In den meisten Fällen wird Uranhexafluorid aus Uran(IV)-fluorid (UF4) durch Umsetzung mit elementarem Fluor (F2) gewonnen. Seine besondere technische Bedeutung hat es bei der Uran-Anreicherung im nuklearen Brennstoffkreislauf, da die Molekülmasse von UF6-Molekülen nur von der Massenzahl des enthaltenen Uranisotops abhängig ist. UF6-Moleküle, die das – für nukleare Anwendungen wichtige und seltene – Uranisotop 235U enthalten, sind geringfügig leichter als jene mit dem weitaus häufigeren Uranisotop 238U. Daher kann eine Auftrennung der Isotope infolge der unterschiedlichen Molekülmassen durch physikalische Methoden wie Gasdiffusionsverfahren oder Gasultrazentrifugen erfolgen.

Geschichte

Alfred Ditte beschrieb 1880 die Umsetzung eines grünen Uranoxids (U3O4[6]) mit einem Überschuss an konzentrierter Flusssäure, wobei zum Teil eine gelbe Flüssigkeit entstand, die beim Erhitzen verdampfte und sich in Form gelber transparenter Kristalle niederschlug mit der Formel U2Fl2,4HFl[6]. Er beschrieb ferner ein "Oxyfluorure" (U2OFl2[6]), das sehr flüchtig ist; beim Kontakt mit Luftsauerstoff zersetzte sich der "weiße Schnee" zu einem schwarzen Stoff.[7] Diese Ergebnisse wurden 1884 in größerem Zusammenhang erneut publiziert.[8] Diese Angaben sind allerdings als Irrtum anzusehen.[9]

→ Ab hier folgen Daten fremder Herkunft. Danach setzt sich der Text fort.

PR #161, opened 2018-05-03
Generate unique immutable attribute IDs #LMR-789

kubedo8:


api/src/main/java/io/lumeer/api/dto/JsonCollection.java
```diff
@@ -43,6 +44,9 @@
    private Integer documentsCount;
    private LocalDateTime lastTimeUsed;
 
+   private Integer lastAttributeNum;
+   private String attributePrefix;
```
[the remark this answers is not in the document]
kubedo8: Each collection has different prefix on attributes ids. This will ensure that they are unique across the db.

lumeer-core/src/main/java/io/lumeer/core/facade/DocumentFacade.java
```diff
@@ -169,6 +171,8 @@ private void updateCollectionMetadata(Collection collection, Set<String> attribu
          }
 
       });
+      System.out.println("LMRDF adding " + attributesToInc.toString());
```
livthomas: These debug outputs are probably not needed anymore.

kubedo8: Oh yes, I will delete it.

PR #167, opened 2018-05-17
Add suport for setting defaultAttribute #LMR-790

kubedo8:


api/src/main/java/io/lumeer/api/dto/JsonCollection.java
```diff
@@ -102,8 +104,8 @@ public void updateAttribute(final String attributeId, final Attribute attribute)
    }
 
    @Override
-   public void deleteAttribute(final String attributeName) {
-      attributes.removeIf(attribute -> AttributeUtil.isEqualOrChild(attribute, attributeName));
+   public void deleteAttribute(final String attributeId) {
+      attributes.removeIf(attribute -> attribute.getId().equals(attributeId));
```
livthomas: This change breaks deleting child attributes.

kubedo8: Really? How do we know which are child attributes?

livthomas: Those which names start with the name of the deleted attribute + `.`. It was easier before. Now we first need to get the deleted attribute and then remove its children.

kubedo8: Oh sorry, I misunderstood how we will use `name` field. I will definetely revert this change.

api/src/main/java/io/lumeer/api/model/Collection.java
```diff
@@ -46,7 +46,7 @@ default ResourceType getType() {
 
    void updateAttribute(String attributeId, Attribute attribute);
 
-   void deleteAttribute(String attributeId);
+   void deleteAttribute(String attributeName);
```
livthomas: Don't we pass `attributeId` to this method in `CollectionFacade`. The method interface can stay as you designed it, you just need to change the implementation. Find the attribute to be removed first in order to get the name and then remove it together with its children.

PR #2006, opened 2023-05-27
Convert the `bin/check_latex` script to perl so Course Environment settings can be used.

drgrice1:
Note that this is built on top of #2002 so that it can use the webwork2 root detection method in that pull request and not depend on the WEBWORK_ROOT and PG_ROOT environment variables.

The only file changed from #2002 is `bin/check_latex`.

### DIFF
--- a/bin/check_latex
+++ b/bin/check_latex
@@ -1,21 +1,69 @@
-#!/bin/bash
+#!/usr/bin/env perl
+################################################################################
+# WeBWorK Online Homework Delivery System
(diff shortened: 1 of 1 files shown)


Alex-Jordan:
I checked out this branch and ran `check_latex`, and it works. (It does not work otherwise as the script wants to use my incomplete system latex.)

So I'm registering approval! But #2002 is a bigger thing that I haven't looked into yet. So not approving with GutHub tools yet.

pstaabp:
Yes. `check_latex` works, but we should wait until #2002 is merged.

drdrew42 (approved):

PR #2008, opened 2023-05-29
Make the achievement editor sublinks have the "instructor" color.

drgrice1:
I noticed that if you are on the "Achievement Editor" page, and click on the "Edit Users" column for an achievement, the achievment nav item that is added with the achievement id does not have the "instcutor" coloring, and so stands out oddly.  This adds the `list-group-item list-group-item-primary` classes to make that match the other instructor links.

Also fix some lines that have become overly long in that file.

### DIFF
--- a/templates/ContentGenerator/Base/links.html.ep
+++ b/templates/ContentGenerator/Base/links.html.ep
@@ -129,7 +129,9 @@
 			% }
 
 			% # Set assigner
-			<li class="list-group-item list-group-item-primary nav-item"><%= $makelink->('instructor_set_assigner') %></li>
+			<li class="list-group-item list-group-item-primary nav-item">
+				<%= $makelink->('instructor_set_assigner') %>
+			</li>
 			% # Library Browser
 			<li class="list-group-item list-group-item-primary nav-item"><%= $makelink->('instructor_set_maker') %></li>
 			% # Statistics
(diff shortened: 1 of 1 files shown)


pstaabp (approved):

Uranhexafluorid wurde 1909 erstmals von Otto Ruff dargestellt.[10][11]

Darstellung aus Uran(V)-chlorid und Fluor:

$ \mathrm {2\ UCl_{5}\ +\ 5\ F_{2}\ \longrightarrow } $ $ \mathrm {\ UF_{6}\ +\ UF_{4}\ +\ 5\ Cl_{2}} $

Darstellung aus Uran(V)-chlorid und Fluorwasserstoff (HF). Die Reaktion ist zur Darstellung von reinem UF6 nicht geeignet, da es sich nur schlecht von HF trennen lässt.

$ \mathrm {2\ UCl_{5}\ +\ 10\ HF\ \longrightarrow } $ $ \mathrm {\ UF_{6}\ +\ UF_{4}\ +\ 10\ HCl} $

Lässt man Uranmetall oder Urancarbid (UC2) mit Fluor (in Gegenwart geringer Mengen von Chlor als Katalysator) zur Reaktion kommen, so ist eine vollständige Umwandlung zu UF6 zu beobachten.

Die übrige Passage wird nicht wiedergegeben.